** Opening Material for the task block **

Issue #485, opened 2023-07-25
Add integration tests for dbt integration


mdesmet:
### Describe the feature

Test dbt integration with multiple dbt versions to ensure stability

### Are you willing to submit PR?

- [ ] Yes I am willing to submit a PR!

saravmajestic:
@anandgupta42 @mdesmet @AdiGajbhiye based on my understanding, we have to test 2 aspects in the extension (please add if i am missing anything)
- loading the dbt project and verifying if all data is parsed as expected and ready to be sent to webview
- web view interactions, for example: in lineage panel, whether graph is displayed, clicking the nodes does the required action etc

We can use the proposed testing flow as [here](https://code.visualstudio.com/api/working-with-extensions/testing-extension) for the first aspect. 

Vscode as such does not support webview testing: https://github.com/microsoft/vscode-test/issues/46#issuecomment-548589003. So as you mentioned, we can try exploring other libraries like https://github.com/redhat-developer/vscode-extension-tester/wiki/WebView, but it might be complicated to switch between frames and handling the interactions and this library is not matured enough.

I propose that we can follow regular web automation testing for webviews. Since we are using react for webviews, we can use jest and react-testing-library to test all the interactions by providing mock data for apis. 

Let me know what you guys think

PR #760, opened 2023-12-08
feat: testing framework

saravmajestic:
## Overview
- This PR implements a basic automation test using vscode-test. More details [here](https://code.visualstudio.com/api/working-with-extensions/testing-extension#the-test-runner-script) 
- This PR enables testing only vscode api and container related functionality. For testing webview panels, we need to handle this in the react apps because vscode-test does not support webview testing: https://github.com/microsoft/vscode-test/issues/46#issuecomment-548589003

### Major chanegs
- made changes to get inversify container from extension instead of creating new instance
- `node-fetch` has to be dynamically imported since it is esm only module now and does not support commonjs

Ticket: https://github.com/AltimateAI/vscode-dbt-power-user/issues/485

## Checklist


.vscode/launch.json
```diff
@@ -3,34 +3,32 @@
...
-			],
-			"outFiles": [
-				"${workspaceFolder}/out/test/**/*.js"
-			],
-			"preLaunchTask": "npm: test-compile"
-		}
-	]
-}
\ No newline at end of file
+  "version": "0.2.0",
```
saravmajestic, line 6: prettier formatting changes

package.json
```diff
@@ -807,16 +807,17 @@
...
-    "test-compile": "tsc -p ./",
     "lint": "eslint src --ext ts",
     "lint:fix": "eslint src --ext ts --fix",
     "deploy-vscode": "vsce publish",
     "build-vsix": "vsce package",
     "deploy-openvsx": "ovsx publish",
     "panel:lineage": "npm run build --prefix ./new_lineage_panel",
-    "install:panels": "npm install --prefix ./new_lineage_panel"
+    "install:panels": "npm install --prefix ./new_lineage_panel",
+    "pretest": "rm -Rf ./.vscode-test/extensions;rm -Rf dist; rm -Rf ./new_lineage_panel/dist; npm run panel:lineage; tsc -p ./",
```
AdiGajbhiye, line 819: maybe we could have additional clean commands like, `clean:extension`, `clean:panel`, etc. and use those.

PR #763, opened 2023-12-10
fix: support dbt path resolver in multi root workspace.

yassun7010:
## Overview
In our project, we use [multi-root-workspace](https://code.visualstudio.com/docs/editor/multi-root-workspaces).

And we have installed `dbt` on 'dbt' workspace folder, not installed on workspace root.

In the current implementation, `dbt-power-user` searchs `dbt` of workspace root, so editor raises error in `dbt_project.yml`.

the error message of my editor is here:

image

Ideally, I would like it to use the python paths in the current edit workspace folder, but this feature is too large, so I have changed the search logic to python environments when `dbt` is not installed in workspace root.

## Checklist

### DIFF
--- a/src/manifest/pythonEnvironment.ts
+++ b/src/manifest/pythonEnvironment.ts
@@ -2,6 +2,9 @@ import { Disposable, Event, extensions, Uri, workspace } from "vscode";
 import { EnvironmentVariables } from "../domain";
 import { provideSingleton, substituteSettingsVariables } from "../utils";
 import { TelemetryService } from "../telemetry";
+import { PythonExtension } from "@vscode/python-extension";
+import * as path from "path";
+import * as fs from "fs";
 
 interface PythonExecutionDetails {
   getPythonPath: () => string;
@@ -78,9 +81,25 @@ export class PythonEnvironment implements Disposable {
     const api = extension.exports;
 
     return (this.executionDetails = {
-      getPythonPath: () =>
-        api.settings.getExecutionDetails(workspace.workspaceFile)
-          .execCommand[0],
+      getPythonPath: () => {
+        const pythonPath: string = api.settings.getExecutionDetails(
+          workspace.workspaceFile,
+        ).execCommand[0];
+
+        if (!findDBTPath(pythonPath)) {
+          for (const workspaceFolder of workspace.workspaceFolders || []) {
+            const candidatePythonPath = api.settings.getExecutionDetails(
+              workspaceFolder.uri,
+            ).execCommand[0];
+
+            if (findDBTPath(candidatePythonPath)) {
+              return candidatePythonPath;
+            }
+          }
+        }
+
+        return pythonPath;
+      },
       onDidChangeExecutionDetails: api.settings.onDidChangeExecutionDetails,
       getEnvVars: () => {
         const configText = workspace.getConfiguration();
@@ -123,4 +142,9 @@ export class PythonEnvironment implements Disposable {
       },
     });
   }
+}
+
+function findDBTPath(pythonPath: string): boolean {
+  const dbtPath = path.join(path.dirname(pythonPath), "dbt");
+  return fs.existsSync(dbtPath);
 }
--- a/src/manifest/pythonEnvironment.ts
+++ b/src/manifest/pythonEnvironment.ts
@@ -1,10 +1,10 @@
-import { Disposable, Event, extensions, Uri, workspace } from "vscode";
+import { Disposable, Event, extensions, Uri, window, workspace } from "vscode";
 import { EnvironmentVariables } from "../domain";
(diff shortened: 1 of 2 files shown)


mdesmet:
Can we create an issue first with clear reproduction steps?

The Python Path is set through selecting the Python interpreter, so not sure if this change is required.

yassun7010:
Sorry, I create https://github.com/AltimateAI/vscode-dbt-power-user/issues/770 .

src/manifest/pythonEnvironment.ts
```diff
@@ -124,3 +143,8 @@ export class PythonEnvironment implements Disposable {
     });
   }
 }
+
+function findDBTPath(pythonPath: string): boolean {
+  const dbtPath = path.join(path.dirname(pythonPath), "dbt");
+  return fs.existsSync(dbtPath);
```
mdesmet, line 149: Can you explain what this code is doing?
Why dbt would exist on this path?

yassun7010: Sure.

In [PEP405](https://peps.python.org/pep-0405/#creating-virtual-environments), 

```
Third-party packages installed into the virtual environment will have their Python modules placed in the site-packages directory, and their executables placed in bin/ or Scripts.
```

On the implementation of venv, third-party package (and `python` ) executables placed in `bin/` directory of the workspace python virtual environment.

Using this relationship, this code is searching for dbt executables.

If the dbt executable path is not found in all virtual environments, this will behave the same as before.

mdesmet: Is this always valid for any installations of python, is the bin folder always where executables are placed?

yassun7010: Unfortunately, this rule is not guaranteed for all virtual environment implementations.

In my environment (Mac M2, Mac OS 14.2), it is placed on bin with venv (this means that poetry, pdm also show the same behavior), virtualenv.


Again, if the dbt execution path is not found, the code returns the same as before.

mdesmet: Can we not use the dbt detection mechanism instead that we already have?

mdesmet: See

https://github.com/AltimateAI/vscode-dbt-power-user/blob/cf6aa0fb5c0f40064ce8d2e3c7c7daefe0e12e6e/src/dbt_client/dbtCommandFactory.ts#L46-L54

mdesmet: I think that will also require fixing as it just uses getFirstWorkspacePath()

yassun7010: getFirstWorkspacePath() does not solve this problem.

getFirstWorkspacePath() is executed when the editor is opened, but not when the workspace is switched by changing the editing file.

An alternative would be to use onDidChangeWorkspaceFolders to detect the event and switch the entire dbt command-related environment. This change is likely to be a big change.

mdesmet: OK I think the code piece doesn't matter as this is just current working directory configuration. What I'm saying is that you can use this command to check if dbt is installed or not instead of just checking if dbt is present.

yassun7010: Yes.

I've experimented further with `vscode-shandy-sqlfmt`, and found that
that `cwd: this.getFirstWorkspacePath()` isn't enough,
maybe doing `venv/bin/activate && which dbt` or `python -c "import dbt"`  to determine the installation of `dbt`.

mdesmet: The cwd command is not important, that is just the current working directory, it is not relevant for checking if dbt is available. You should use the pythonPath and execute the command I shared above.

yassun7010: I am working on this issue and encountering a troubling dependency.

`PythonEnviroment` is required to run `DBTCommand`, but since this fix requires `DBTCommand` to determine `PythonEnviroment`.

Should we add special logic to check dbt installation to determine PythonEnviroment?

yassun7010: I modified the logic of the detection using VerifyDbtInstalledCommand.

anandgupta42:
@yassun7010 We are testing this PR and hoping to close it by early next week.

mdesmet (approved):

suryaiyer95 (commented):
Looks pretty good!

anandgupta42:
Hey @yassun7010 - We need more information before we can ship this feature. Can you please reach out to us in the[ dbt community slack channel](https://getdbt.slack.com/archives/C05KPDGRMDW) or drop me a message at anand [at] altimate [dot] ai

yassun7010:
@anandgupta42 

I contacted you via slack dm.

Is there a channel etc.. for this conversation?

PR #776, opened 2023-12-13
Feat: session id and other fixes in lineage

AdiGajbhiye:
## Overview

- add session id in cll request
- adding extension version in every API request
- skip unnecessary cll API request
- showing dialog when no lineage present
- remove auto expanding 1st level when opening file when node already exists
- hide tests when not available
- fix open file ux
- fix credentials missing error message on freemium features
- when validateSQL action, show only 1 compiled SQL tab and close it when SQL is valid

## Checklist


new_lineage_panel/src/App.tsx
```diff
@@ -26,13 +26,18 @@ import {
...
+  highlightTableConnections,
+  layoutElementsOnCanvas,
+} from "./graph";
 import { TableDetails } from "./TableDetails";
 import { Button, Card, CardBody, Input, Label, Tooltip } from "reactstrap";
 import AlertCircleIcon from "./assets/icons/alert-circle.svg?react";
 import styles from "./styles.module.scss";
 import { TABLES_SIDEBAR, COLUMNS_SIDEBAR, EXPOSURE_SIDEBAR } from "./constants";
 import ExposureDetails from "./exposure/ExposureDetails";
+import { v4 as uuidv4 } from "uuid";
```
saravmajestic, line 40: `window.crypto.randomUUID()` instead of uuid library

new_lineage_panel/src/App.tsx
```diff
@@ -172,79 +183,54 @@ function App() {
       aiEnabled: boolean;
     }) => {
       setShowSidebar(false);
-      if (!args) {
-        return;
-      }
-      const { node, aiEnabled: _aiEnabled } = args;
-      aiEnabled = _aiEnabled;
+      if (!args) return;
+      aiEnabled = args.aiEnabled;
```
saravmajestic, line 187: should `aiEnabled` static variable? can this be set as ref or state variable? this type of variable declarations go against react patterns

new_lineage_panel/src/App.tsx
```diff
@@ -409,7 +395,10 @@ function App() {
           sidebarScreen,
           setSidebarScreen,
           selectedColumn,
-          setSelectedColumn,
+          setSelectedColumn: (v) => {
+            setSelectedColumn(v);
+            sessionId = uuidv4();
```
saravmajestic, line 400: this one too. better to be a state/ref/context variable instead of static reference

new_lineage_panel/src/App.tsx
```diff
@@ -73,9 +78,15 @@ export const endProgressBar = () => {
 export const previewFeature = () => {
   vscode.postMessage({ command: "previewFeature", args: {} });
 };
+export const showNoLineage = (params: { table: string; name: string }) => {
+  vscode.postMessage({ command: "showNoLineage", args: { params } });
+};
 
 export let isDarkMode = false;
 
+let sessionId = uuidv4();
```
saravmajestic, line 87: Would be better to keep in separate file if it needs to be static. Otherwise, whenever this variable or `getSessionId` is referred, App.tsx will create circular dependency

new_lineage_panel/src/TableDetails.tsx
```diff
@@ -297,12 +299,26 @@ const TableDetails = () => {
...
+    try {
+      const result = await Promise.all([
+        _bfsTraversal(true),
+        _bfsTraversal(false),
+      ]);
+      if (result.every((isLineage) => !isLineage)) {
+        showNoLineage(_column);
+      }
+    } catch (e) {
+      console.error(e);
```
saravmajestic, line 314: nit: extra info on this log could be useful

new_lineage_panel/src/TableDetails.tsx
```diff
@@ -297,12 +299,26 @@ const TableDetails = () => {
...
+      setSelectedColumn({ table: "", name: "" });
+    }
     endProgressBar();
   };
   if (isLoading || !data || !selectedTable) return <ComponentLoader />;
+  const tabs = ["Column"];
```
saravmajestic, line 320: `useMemo` could be used here for performance improvement. Otherwise, this tabs will be recalculated everytime state changes in this component

saravmajestic (changes requested):

new_lineage_panel/src/TableDetails.tsx
AdiGajbhiye: Should be fine as there is no heavy calculation being performed here. And this portion will probably change in the future.

new_lineage_panel/src/App.tsx
AdiGajbhiye: this should be fine as it is mostly constant through out the app

mdesmet (approved):

anandgupta42 (approved):
Couple of test added and the rest will be manually tested.

PR #777, opened 2023-12-13
adding network logs

AdiGajbhiye:
## Checklist

### DIFF
--- a/src/telemetry/index.ts
+++ b/src/telemetry/index.ts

** Closing Material for the task block **

Description of the task: List each line of the entries that holds the string "static".

Output:
saravmajestic, line 187: should `aiEnabled` static variable? can this be set as ref or state variable? this type of variable declarations go against react patterns
saravmajestic, line 400: this one too. better to be a state/ref/context variable instead of static reference
saravmajestic, line 87: Would be better to keep in separate file if it needs to be static. Otherwise, whenever this variable or `getSessionId` is referred, App.tsx will create circular dependency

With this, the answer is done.